The reference counting collector keeps track of how many references an object points to. When an object's reference reaches 0, the memory will be reclaimed immediately, which is one of the advantages of this approach. The difficulty with the reference counting approach lies in the circular data structure and keeping all references updated in real time.

The tracking collector marks objects that are still being referenced, and uses the marked objects to repeatedly follow and mark all referenced objects. When all objects that are still referenced are marked as "live", all unmarked space will be reclaimed. This approach manages ring data structures, but in many cases the collector should wait until all marking is complete before reclaiming unreferenced memory.
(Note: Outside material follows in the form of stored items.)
PR #1200, opened 2019-08-20
Fix - add content security policy to info panel web view

### LINKED ISSUE #1199: Webview does not set a content security policy
Hi, I'm the developer of VS Code's webview API. I noticed that your extension seems to create a webview that does not set a [content security policy](https://developer.mozilla.org/en-US/docs/Web/HTTP/CSP). All webviews (even very simple ones) should set a content security policy. This helps limit the potential impact of content injections and is generally a good measure for defense in depth. 

We've documented how to add a content security policy to VS Code webviews [here](https://code.visualstudio.com/api/extension-guides/webview#content-security-policy). Please  add the most restrictive content security policy possible to your webview. I am not aware of any immediate security issues with your extension but having a restrictive content security policy is important to help protect users of your extension.

---

*Also note that in development mode, in VS Code 1.38 you should also see a warning if you create a webview that does not set a content security policy: https://github.com/microsoft/vscode/issues/79248*

ZaymonFC:
Attempting to resolve #1199.

Currently unsure if `content="default-src 'none'` is the correct security policy to use.

https://code.visualstudio.com/api/extension-guides/webview#security

### DIFF
--- a/src/Components/InfoPanel.fs
+++ b/src/Components/InfoPanel.fs
@@ -39,6 +39,7 @@ module InfoPanel =
                     sprintf """
                     <html>
                     <head>
+                    <meta http-equiv="Content-Security-Policy" content="default-src 'none';">
                     <style>
                     pre {color: var(--textCodeBlock.background)}
                     </style>


Krzysztof-Cieslak:
Thanks a lot!

PR #1210, opened 2019-09-07
Fix off-by-one bug in LineLens

### LINKED ISSUE #1195: Different type signatures for identical functions.
**Describe the bug**
Different type signatures for identical functions.

**To Reproduce**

There are various ways to do the above method. The most famous algorithms are marking or copying algorithms, parallel or concurrent algorithms. I will discuss these in a later article.

Generally speaking, the meaning of garbage collection is to allocate address space to new and old objects in the heap. "Old objects" are objects that have survived many garbage collections. Use the new generation to allocate new objects and the old generation to old objects. This can reduce fragmentation by quickly recycling short-lived objects that occupy memory. It also aggregates long-lived objects together and places them at old generation addresses. in space. All this reduces fragmentation between long-lived objects and saving heap memory from fragmentation. A positive effect of the new generation is that it delays the more expensive collection of old generation objects, and you can reuse the same space for ephemeral objects. (Collection of old space will cost more because long-lived objects will contain more references and require more traversals.)

The last algorithm worth mentioning is compaction, which is a method of managing memory fragmentation. Compaction basically moves objects together to release larger contiguous memory space. If you are familiar with disk fragmentation and tools that deal with it, you will find that compaction is very similar to it, except that this one runs in Java heap memory. I will discuss compaction in detail later in the series.

Summary: Review and Highlights

The JVM allows for portability (program once, run anywhere) and dynamic memory management, all key features of the Java platform that contribute to its popularity and increased productivity.

In the first article on JVM performance optimization systems, I explained how a compiler converts bytecode into the instruction language of the target platform and helps dynamically optimize the execution of Java programs. Different applications require different compilers.

I also briefly covered memory allocation and garbage collection, and how these relate to Java application performance. Basically, the faster you fill up the heap and trigger garbage collection more frequently, the higher the utilization rate of your Java application. One challenge for the garbage collector is to allocate memory in a way that does not affect the running application, but before the application runs out of memory. In future articles we will discuss traditional and new garbage collection and JVM performance optimizations in more detail.